---------- Information provided
PR #1263, opened 2022-06-15
🐛 Make failure domain optional for OpenStackMachine

mkjpryor:

The failure domain is an optional field for CAPI `Machine` objects. This patch makes sure that we can respect the case where a failure domain is not specified - currently this results in a failed machine.

This is implemented by omitting the availability zone from the server create if no failure domain is present on the CAPI machine. In this case, Nova will pick a suitable availability zone for the machine based on all other scheduling constraints.

This change was previously part of PR #1252.

**TODOs**:

- [ ] squashed commits
- if necessary:
  - [ ] includes documentation
  - [ ] adds unit tests

/hold

### DIFF
--- a/controllers/openstackmachine_controller.go
+++ b/controllers/openstackmachine_controller.go
@@ -421,10 +421,6 @@ func machineToInstanceSpec(openStackCluster *infrav1.OpenStackCluster, machine *
 		return nil, fmt.Errorf("create Options need be specified to create instace")
 	}
 
-	if machine.Spec.FailureDomain == nil {
-		return nil, fmt.Errorf("failure domain not set")
-	}
-
 	instanceSpec := compute.InstanceSpec{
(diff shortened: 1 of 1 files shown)


mkjpryor:
@mdbooth 

As discussed in #1252, I have split out the changes to allow us to accept machines without a failure domain into a separate PR, which we consider a bug (as we are not respecting all of the CAPI interface).

Can I get an ok-to-test on this?

mkjpryor:
@mdbooth 

Looks like the tests were OK. Do we need anything else to merge this?

ruifaling:
which az will the vm to be launched if there was no failure domain?

mkjpryor:
@ruifaling Nova will pick one based on all the other scheduling constraints, falling back to the default if you have specified one.

PR #1271, opened 2022-06-21
🌱 Generate cluster templates with kustomize

mdbooth:

This PR changes the way we generate our cluster templates for both release and e2e tests to use kustomize. We now have the following dependency structure between templates:

```mermaid
graph TB
  subgraph Release
    release/without-lb([Without LoadBalancer]) --> release/default([Default])
    release/external-cloud-provider([External Cloud Provider]) --> release/default
  end

  subgraph E2E Tests
    test/default([Default]) --> release/default
    test/external-cloud-provider([External Cloud Provider]) --> release/external-cloud-provider
    test/without-lb([Without LoadBalancer]) --> release/without-lb
    test/multi-az([Multi AZ]) --> test/default
    test/multi-network([Multi Network]) --> test/default
  end
```

Additionally, all the E2E templates now use a common set of patches to uniformly apply configuration we use in tests but not in release. This means that any change in the release templates is now reflected automatically in the E2E tests, which gives us a level of test coverage for changes to the release templates.

That said, in order to keep this PR simple the templates produced by this PR are *identical* to the previous templates except in the order of the objects and fields. The order difference is an artifact of using kustomize: it picks a consistent order according to its own rules. I have verified that the templates are identical by the following:

For every existing template in /templates and /test/e2e/data/infrastructure-openstack I generated a kustomization.yaml containing only a resources section specifying only the original template file, and then I built the kustomization. i.e. This is the original template whose only transformation is the re-ordering done by kustomize. I then generated templates from the new kustomize and verified that there were no diffs.

Release templates are generated by a new make target: `templates`.
E2E templates are generated by a new make target: `e2e-templates`.

I have created directories for v1alpha5 and v1alpha6, which are currently identical except for apiVersion, and we should consider adding a directory for v1alpha4 in the future as long as we support it. The intention here is to for reuse when adding tests for supported previous versions.

I have used strategic merge patches in the release templates because I find them more readable. However, in the e2e templates I have used a json patch everywhere we reference an OpenStack object. This allows the patches to be reusable across apiVersions.

/hold


Makefile
```diff
@@ -469,3 +497,6 @@ verify-gen: generate
 .PHONY: compile-e2e
 compile-e2e: ## Test e2e compilation
 	go test -c -o /dev/null -tags=e2e ./test/e2e/suites/conformance
+
+.PHONY: FORCE
+FORCE:
```
apricote, line 502: What is the purpose of this target?

Makefile
```diff
@@ -378,8 +395,19 @@ release-alias-tag: # Adds the tag to the last build tag.
 release-notes: $(RELEASE_NOTES) ## Generate release notes
 	$(RELEASE_NOTES) $(RELEASE_NOTES_ARGS)
 
+.PHONY: templates
+templates: templates/cluster-template.yaml \
+	   templates/cluster-template-without-lb.yaml \
+	   templates/cluster-template-external-cloud-provider.yaml
+
+templates/cluster-template.yaml: kustomize/v1alpha6/default FORCE
```
apricote, line 403: This fails for me with:

```
$ make templates
hack/tools/bin/kustomize build "kustomize/v1alpha6/default" > "templates/cluster-template.yaml"
bash: line 1: hack/tools/bin/kustomize: No such file or directory
make: *** [Makefile:404: templates/cluster-template.yaml] Error 127
make: *** Deleting file 'templates/cluster-template.yaml'
```

I would suggest we add the `$(KUSTOMIZE)` target as a dependency, so the binary is always available

```suggestion
templates/cluster-template.yaml: kustomize/v1alpha6/default FORCE $(KUSTOMIZE)
```

The same applies to targets `templates/cluster-template-%.yaml`, `$(E2E_TEMPLATES_DIR)/cluster-template.yaml` and `$(E2E_TEMPLATES_DIR)/cluster-template-%.yaml`

mdbooth: I've updated with this change.

Makefile
```diff
@@ -138,12 +138,29 @@ endif
 test: $(SETUP_ENVTEST) ## Run tests
 	KUBEBUILDER_ASSETS="$(KUBEBUILDER_ASSETS)" go test -v ./... $(TEST_ARGS)
 
+E2E_TEMPLATES_DIR=test/e2e/data/infrastructure-openstack
+E2E_KUSTOMIZE_DIR=test/e2e/data/kustomize
+
+.PHONY: e2e-templates
+e2e-templates: $(addprefix $(E2E_TEMPLATES_DIR)/, \
```
tobiasgiese, line 145:
```suggestion
e2e-templates: $(addprefix $(E2E_TEMPLATES_DIR)/, \ ## Generate e2e templates
```

To have a proper usage info

Makefile
```diff
@@ -378,8 +395,19 @@ release-alias-tag: # Adds the tag to the last build tag.
 release-notes: $(RELEASE_NOTES) ## Generate release notes
 	$(RELEASE_NOTES) $(RELEASE_NOTES_ARGS)
 
+.PHONY: templates
+templates: templates/cluster-template.yaml \
```
tobiasgiese, line 399:
```suggestion
templates: templates/cluster-template.yaml \ ## Generate templates
```

same here

tobiasgiese (approved):
Also validated the changes via

```
git clone https://github.com/kubernetes-sigs/cluster-api-provider-openstack/ /tmp/cluster-api-provider-openstack
for template in templates/*yaml; do diff -u <(sort $template) <(sort /tmp/cluster-api-provider-openstack/$template); done
```

Noticed only some quoting and list syntax changes

Edit: btw, there is also a yaml differ called [dyff](https://github.com/homeport/dyff). But as there are multiple yamls inside the manifest dyff is not able to do its proper job 😿

tobiasgiese:
> Edit: btw, there is also a yaml differ called [dyff](https://github.com/homeport/dyff). But as there are multiple yamls inside the manifest dyff is not able to do its proper job

But there is [ksort](https://github.com/superbrothers/ksort/).
Combined I couldn't find any changes

```
$ for template in templates/*yaml; do dyff between --omit-header <(ksort -f $template) <(ksort -f /tmp/cluster-api-provider-openstack/$template); done
$
```

mdbooth:
> > Edit: btw, there is also a yaml differ called [dyff](https://github.com/homeport/dyff). But as there are multiple yamls inside the manifest dyff is not able to do its proper job
> 
> But there is [ksort](https://github.com/superbrothers/ksort/). Combined I couldn't find any changes
> 
> ```
> $ for template in templates/*yaml; do dyff between --omit-header <(ksort -f $template) <(ksort -f /tmp/cluster-api-provider-openstack/$template); done
> $
> ```

I did something like this against an unmodified repo to create a new directory (k) containing original templates which have been sorted by kustomize:

```bash
mkdir k
for i in cluster-template*.yaml; do
  echo -e "resources:\n- $i" > kustomization.yaml
  kustomize build . > k/$i
end
```

Then I diffed the new generated templates against the kustomize-sorted original templates. They are literally identical.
--------------------
● Exercise directions: Give the data back exactly as it stands.

● Written solution:
PR #1263, opened 2022-06-15
🐛 Make failure domain optional for OpenStackMachine

mkjpryor:

The failure domain is an optional field for CAPI `Machine` objects. This patch makes sure that we can respect the case where a failure domain is not specified - currently this results in a failed machine.

This is implemented by omitting the availability zone from the server create if no failure domain is present on the CAPI machine. In this case, Nova will pick a suitable availability zone for the machine based on all other scheduling constraints.

This change was previously part of PR #1252.

**TODOs**:

- [ ] squashed commits
- if necessary:
  - [ ] includes documentation
  - [ ] adds unit tests

/hold

### DIFF
--- a/controllers/openstackmachine_controller.go
+++ b/controllers/openstackmachine_controller.go
@@ -421,10 +421,6 @@ func machineToInstanceSpec(openStackCluster *infrav1.OpenStackCluster, machine *
 		return nil, fmt.Errorf("create Options need be specified to create instace")
 	}
 
-	if machine.Spec.FailureDomain == nil {
-		return nil, fmt.Errorf("failure domain not set")
-	}
-
 	instanceSpec := compute.InstanceSpec{
(diff shortened: 1 of 1 files shown)


mkjpryor:
@mdbooth 

As discussed in #1252, I have split out the changes to allow us to accept machines without a failure domain into a separate PR, which we consider a bug (as we are not respecting all of the CAPI interface).

Can I get an ok-to-test on this?

mkjpryor:
@mdbooth 

Looks like the tests were OK. Do we need anything else to merge this?

ruifaling:
which az will the vm to be launched if there was no failure domain?

mkjpryor:
@ruifaling Nova will pick one based on all the other scheduling constraints, falling back to the default if you have specified one.

PR #1271, opened 2022-06-21
🌱 Generate cluster templates with kustomize

mdbooth:

This PR changes the way we generate our cluster templates for both release and e2e tests to use kustomize. We now have the following dependency structure between templates:

```mermaid
graph TB
  subgraph Release
    release/without-lb([Without LoadBalancer]) --> release/default([Default])
    release/external-cloud-provider([External Cloud Provider]) --> release/default
  end

  subgraph E2E Tests
    test/default([Default]) --> release/default
    test/external-cloud-provider([External Cloud Provider]) --> release/external-cloud-provider
    test/without-lb([Without LoadBalancer]) --> release/without-lb
    test/multi-az([Multi AZ]) --> test/default
    test/multi-network([Multi Network]) --> test/default
  end
```

Additionally, all the E2E templates now use a common set of patches to uniformly apply configuration we use in tests but not in release. This means that any change in the release templates is now reflected automatically in the E2E tests, which gives us a level of test coverage for changes to the release templates.

That said, in order to keep this PR simple the templates produced by this PR are *identical* to the previous templates except in the order of the objects and fields. The order difference is an artifact of using kustomize: it picks a consistent order according to its own rules. I have verified that the templates are identical by the following:

For every existing template in /templates and /test/e2e/data/infrastructure-openstack I generated a kustomization.yaml containing only a resources section specifying only the original template file, and then I built the kustomization. i.e. This is the original template whose only transformation is the re-ordering done by kustomize. I then generated templates from the new kustomize and verified that there were no diffs.

Release templates are generated by a new make target: `templates`.
E2E templates are generated by a new make target: `e2e-templates`.

I have created directories for v1alpha5 and v1alpha6, which are currently identical except for apiVersion, and we should consider adding a directory for v1alpha4 in the future as long as we support it. The intention here is to for reuse when adding tests for supported previous versions.

I have used strategic merge patches in the release templates because I find them more readable. However, in the e2e templates I have used a json patch everywhere we reference an OpenStack object. This allows the patches to be reusable across apiVersions.

/hold


Makefile
```diff
@@ -469,3 +497,6 @@ verify-gen: generate
 .PHONY: compile-e2e
 compile-e2e: ## Test e2e compilation
 	go test -c -o /dev/null -tags=e2e ./test/e2e/suites/conformance
+
+.PHONY: FORCE
+FORCE:
```
apricote, line 502: What is the purpose of this target?

Makefile
```diff
@@ -378,8 +395,19 @@ release-alias-tag: # Adds the tag to the last build tag.
 release-notes: $(RELEASE_NOTES) ## Generate release notes
 	$(RELEASE_NOTES) $(RELEASE_NOTES_ARGS)
 
+.PHONY: templates
+templates: templates/cluster-template.yaml \
+	   templates/cluster-template-without-lb.yaml \
+	   templates/cluster-template-external-cloud-provider.yaml
+
+templates/cluster-template.yaml: kustomize/v1alpha6/default FORCE
```
apricote, line 403: This fails for me with:

```
$ make templates
hack/tools/bin/kustomize build "kustomize/v1alpha6/default" > "templates/cluster-template.yaml"
bash: line 1: hack/tools/bin/kustomize: No such file or directory
make: *** [Makefile:404: templates/cluster-template.yaml] Error 127
make: *** Deleting file 'templates/cluster-template.yaml'
```

I would suggest we add the `$(KUSTOMIZE)` target as a dependency, so the binary is always available

```suggestion
templates/cluster-template.yaml: kustomize/v1alpha6/default FORCE $(KUSTOMIZE)
```

The same applies to targets `templates/cluster-template-%.yaml`, `$(E2E_TEMPLATES_DIR)/cluster-template.yaml` and `$(E2E_TEMPLATES_DIR)/cluster-template-%.yaml`

mdbooth: I've updated with this change.

Makefile
```diff
@@ -138,12 +138,29 @@ endif
 test: $(SETUP_ENVTEST) ## Run tests
 	KUBEBUILDER_ASSETS="$(KUBEBUILDER_ASSETS)" go test -v ./... $(TEST_ARGS)
 
+E2E_TEMPLATES_DIR=test/e2e/data/infrastructure-openstack
+E2E_KUSTOMIZE_DIR=test/e2e/data/kustomize
+
+.PHONY: e2e-templates
+e2e-templates: $(addprefix $(E2E_TEMPLATES_DIR)/, \
```
tobiasgiese, line 145:
```suggestion
e2e-templates: $(addprefix $(E2E_TEMPLATES_DIR)/, \ ## Generate e2e templates
```

To have a proper usage info

Makefile
```diff
@@ -378,8 +395,19 @@ release-alias-tag: # Adds the tag to the last build tag.
 release-notes: $(RELEASE_NOTES) ## Generate release notes
 	$(RELEASE_NOTES) $(RELEASE_NOTES_ARGS)
 
+.PHONY: templates
+templates: templates/cluster-template.yaml \
```
tobiasgiese, line 399:
```suggestion
templates: templates/cluster-template.yaml \ ## Generate templates
```

same here

tobiasgiese (approved):
Also validated the changes via

```
git clone https://github.com/kubernetes-sigs/cluster-api-provider-openstack/ /tmp/cluster-api-provider-openstack
for template in templates/*yaml; do diff -u <(sort $template) <(sort /tmp/cluster-api-provider-openstack/$template); done
```

Noticed only some quoting and list syntax changes

Edit: btw, there is also a yaml differ called [dyff](https://github.com/homeport/dyff). But as there are multiple yamls inside the manifest dyff is not able to do its proper job 😿

tobiasgiese:
> Edit: btw, there is also a yaml differ called [dyff](https://github.com/homeport/dyff). But as there are multiple yamls inside the manifest dyff is not able to do its proper job

But there is [ksort](https://github.com/superbrothers/ksort/).
Combined I couldn't find any changes

```
$ for template in templates/*yaml; do dyff between --omit-header <(ksort -f $template) <(ksort -f /tmp/cluster-api-provider-openstack/$template); done
$
```

mdbooth:
> > Edit: btw, there is also a yaml differ called [dyff](https://github.com/homeport/dyff). But as there are multiple yamls inside the manifest dyff is not able to do its proper job
> 
> But there is [ksort](https://github.com/superbrothers/ksort/). Combined I couldn't find any changes
> 
> ```
> $ for template in templates/*yaml; do dyff between --omit-header <(ksort -f $template) <(ksort -f /tmp/cluster-api-provider-openstack/$template); done
> $
> ```

I did something like this against an unmodified repo to create a new directory (k) containing original templates which have been sorted by kustomize:

```bash
mkdir k
for i in cluster-template*.yaml; do
  echo -e "resources:\n- $i" > kustomization.yaml
  kustomize build . > k/$i
end
```

Then I diffed the new generated templates against the kustomize-sorted original templates. They are literally identical.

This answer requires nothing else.